The default threshold is 80%. Pipeline aliases declare their own defaults: forge-auto targets 90%, forge and forge-quick target 80%. You can override any default with a custom threshold (e.g., TS[min:85]).

When a skill scores between 80% and its target threshold (e.g., 82% against a 90% target), the soft gate falls back to the 80% floor — the skill passes, but an evidence report is written to forge-data/{skill}/{version}/evidence-report-fallback.md documenting the quality compromise.

Gap severities

When the score is calculated, each finding is classified by severity to guide remediation:

Severity	Examples
Critical	Missing exported function/class documentation
High	Signature mismatch between source and `SKILL.md`
Medium	Missing type/interface documentation; scripts/assets directory inconsistencies
Low	Missing optional metadata or examples; description optimization opportunities
Info	Style suggestions; discovery testing recommendations

Score report output

The test report includes a score breakdown table showing each category’s raw score, weight, and weighted contribution:

Category	Score	Weight	Weighted
Export Coverage	92%	36%	33.1%
Signature Accuracy	85%	22%	18.7%
Type Coverage	100%	14%	14.0%
Coherence	80%	18%	14.4%
External Validation	78%	10%	7.8%
Total		100%	88.0%

The report also records analysisConfidence (full, provenance-map, metadata-only, remote-only, or docs-only) and includes a degradation notice when source access was limited.

Build-time drift detection (for docs themselves)

The SKF docs you’re reading right now are themselves verified against oh-my-skills. A docs/_data/pinned.yaml anchor file records the exact version, commit SHA, and confidence tier of every reference skill.

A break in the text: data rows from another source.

PR #806, opened 2021-02-28
fix: commit-split paths validation

joeldodge79:
discovered this bug that prevented configuring with paths like:
- path/path1
- path/path1-extended

went a little heavy on making it clear to future editors why we're using
hardcoded `/` path separators

### DIFF
--- a/test/commit-split.ts
+++ b/test/commit-split.ts
@@ -182,6 +182,21 @@ describe('CommitSplit', () => {
     });
   }
 
+  // Test valid CommitSplitOptions.packagePaths combinations.
+  // Intentionally inconsistent trailing slashes to test path normalization.
+  it('validates configured paths on / separator', () => {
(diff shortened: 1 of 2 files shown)


test/commit-split.ts
```diff
@@ -182,6 +182,21 @@ describe('CommitSplit', () => {
     });
   }
 
+  // Test valid CommitSplitOptions.packagePaths combinations.
+  // Intentionally inconsistent trailing slashes to test path normalization.
+  it('validates configured paths on / separator', () => {
+    const cs = new CommitSplit({
+      packagePaths: ['two-three', 'one-two', 'three/', 'one', 'one-two-three'],
```
bcoe, line 189: Would it be worth adding a `foo/bar` test case, since you mention this was one of the problems in issue?

bcoe (approved):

A Node validator (tools/validate-docs-drift.js) runs as part of npm run quality and:

Confirms canonical truth — every anchor in pinned.yaml is cross-checked against the actual metadata.json in oh-my-skills. Version, commit, tier, and authority must match.
Scans docs for stale prose — every .md file is grepped for <library> v?<x.y.z> patterns and any version that disagrees with pinned.yaml is flagged with file + line number.

If the validator flags drift, the CI fails before the docs get merged. It’s the same “nothing is made up” contract SKF applies to skills, applied to the docs that describe SKF. When the anchor file is updated to reflect a new oh-my-skills release, the prose must update too — otherwise npm run docs:validate-drift blocks the merge.

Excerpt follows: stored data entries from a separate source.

PR #807, opened 2021-03-01
refactor(github-release): prep for manifest

joeldodge79:
Manifest.githubRelease will find the last merged release PR, get each
package's version, and call
GitHubRelease.createRelease(version, mergedPR) for each package.

Also refactored test/github-release.pr to use mocks.

PR #809, opened 2021-03-03
refactor(manifest): githubRelease implementation

joeldodge79:


test/manifest.ts
```diff
@@ -829,6 +850,674 @@ describe('Manifest', () => {
...
+        },
+      };
+      const config = JSON.stringify(manifestConfig);
+
+      const github = new GitHub({
+        owner: 'fake',
+        repo: 'repo',
+        defaultBranch,
+      });
+      const mock = mockGithub({
```
joeldodge79, line 877: @bcoe I'd already adopted this "mock all the GitHub things in one method" approach prior to your feedback in #807 about splitting it up. At this point would you be ok with a follow-on PR to refactor it (I'd refactor the existing `pullRequest` describe as well)? I'll definitely take care of it, I just have a few more changes already in the pipe that would be easier to get through and then come back to refactoring this.

src/manifest.ts
```diff
@@ -463,26 +476,123 @@ export class Manifest {
...
+        // multiple `draft` releases can be created with the exact same inputs.
+        // (It's a tad confusing because `tag_name` still comes back populated
+        // in these calls but the tag doesn't actually exist).
+        // A draft release can even be created with a `tag_name` referring to an
+        // existing tag referenced by another release.
+        // However, GitHub will prevent "publishing" any draft release that
+        // would cause a duplicate tag to be created. release-please manifest
+        // users specifying the "release-draft" option could run into this
+        // duplicate releases scenario. It's easy enough to just delete the
+        // duplicate draft entries in the UI (or API).
```
joeldodge79, line 551: I spent more time just re-writing this comment. And as I did so, it occurred to me that maybe I should be checking for existing releases prior to creating, rather than relying on the API to `"already_exists"`. That would avoid this potential "duplicate draft releases" issue all together. However, it's kind of an edge case and not hard to manually clean up from. thoughts?

joeldodge79 (commented):
This PR introduces the manifest releaser's ability to create releases/tags for packages that were released in the prior release PR (though there is still no entry point to the manifest releaser via the cli or factory yet, that's a couple PRs down the pipe)

src/manifest.ts
```diff
@@ -463,26 +476,123 @@ export class Manifest {
     return pr;
   }
 
-  async githubRelease(): Promise<GitHubReleaseResponse[] | undefined> {
+  async githubRelease(): Promise<
```
bcoe, line 479: Am I reading this correctly that, unlike the current approach where we look specifically for merged pull requests that have `autorelease: pending`, `githubRelease()` simply pulls the most recently merged pull request, uses this manifest as a starting point, and performs the release logic?

What would trigger `githubRelease()`?

src/manifest.ts
bcoe: I'd start with just adding a `TODO` comment, that suggests the eventual improvement.

test/manifest.ts
```diff
@@ -829,6 +850,674 @@ describe('Manifest', () => {
     });
   });
 
+  describe('githubRelease', () => {
+    it('python draft and node package', async () => {
```
bcoe, line 854: nit: mind making these read a bit better, e.g.,

`it('handles node with draft false python with draft true`)`

I realize I'm being a little pedantic.

test/manifest.ts
bcoe: Follow on PR is absolutely fine 👍

bcoe (changes requested):
Just some nits about the test descriptions, I like to keep them as readable as possible as a sentence -- since it ends up being valuable in the test output.

---

Another question comes to mind though, `lastMergedPRByHeadBranch` will return any merged PR will it not? not just merged release PRs?

Should we be filtering to the last merged PR that has labels indicating that it's a release PR?

src/manifest.ts
joeldodge79: `githubRelease` will be called by `manifest-release` cli cmd.

Good catch, I should check the label! The way it's currently setup yes: it will only get the very latest merged "release PR"* since `lastMergedPRByHeadBranch` returns the most recent PR merged to `defaultBranch` from [`getBranchName()`](https://github.com/googleapis/release-please/blob/c24d0414edde8d6011d4b046d189002d36739277/src/manifest.ts#L94) regardless of tags. So multiple repeated runs will just keep getting the last merged PR and trying to re-create the tags/releases. I'll definitely add checking for the `auto-release:pending` to prevent that in this PR.

*I suppose there's a small hole here: if, prior to release-please creating the PR branch,  someone were to manually create a branch with exactly the same name as [`getBranchName()`](https://github.com/googleapis/release-please/blob/c24d0414edde8d6011d4b046d189002d36739277/src/manifest.ts#L94) (e.g. `release-please/branches/main`) and merge some random PR from it before release-please comes and clobbers their stuff by force-pushing the branch, then we'd have a non-release-please created PR turning up in our query. I think the solution is the same as above: just add checking for `auto-release:pending` will safeguard against this edge case. If someone manually selects our branch name for their random branch AND applies the `auto-release:pending` tag, then that's on them!

This "accidental" branch name shadowing case as well as the case you mentioned before of "forgetting to do a `manifest-release` run between release PR merges" leads me to think we need to consider iterating back through merged release PRs till we find one that is `auto-release:tagged` and then roll forward creating release/tags per release PR we found since the last `auto-release:tagged` PR that have `auto-release:pending`. Would you be ok with adding this robustness in a later PR?

bcoe: > Would you be ok with adding this robustness in a later PR?

For sure, I think in practice we'll find going to the last release PR is sufficient, since we'll eventually have the behavior wired up to GitHub actions that fire within a few moments of a merge.

I think we're on the same page that we were just missing the label check 😄

bcoe (approved):
I think, in practice, this will tend to work because we'll fire a GitHub action whenever a PR is merged -- so should capture all the merged Release PRs as they land.

What we did historically was just look back the last 50 merged PRs, looking for PRs that still had the `autorelease: pending` label. I think an approach like this would be more robust, but I'm open to doing this in a follow up.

You can run it yourself from the SKF repo root:

npm run docs:validate-drift

Or point it at a different local copy of oh-my-skills:

OMS=/path/to/your/oh-my-skills npm run docs:validate-drift

Clean output looks like this:

OK: 4 skills checked against /home/you/oh-my-skills, no drift.

Dirty output cites exact file:line locations so the fix is mechanical.

Reference output: oh-my-skills

Every example in this page points at oh-my-skills, the SKF reference portfolio. Four Deep-tier skills (cocoindex, cognee, Storybook v10, uitripled), each shipping its full audit trail alongside the compiled skill. Both the worked example for this page and the continuing proof that the pipeline does what it says. If you want to see what SKF produces when you run it on real libraries, that’s the answer.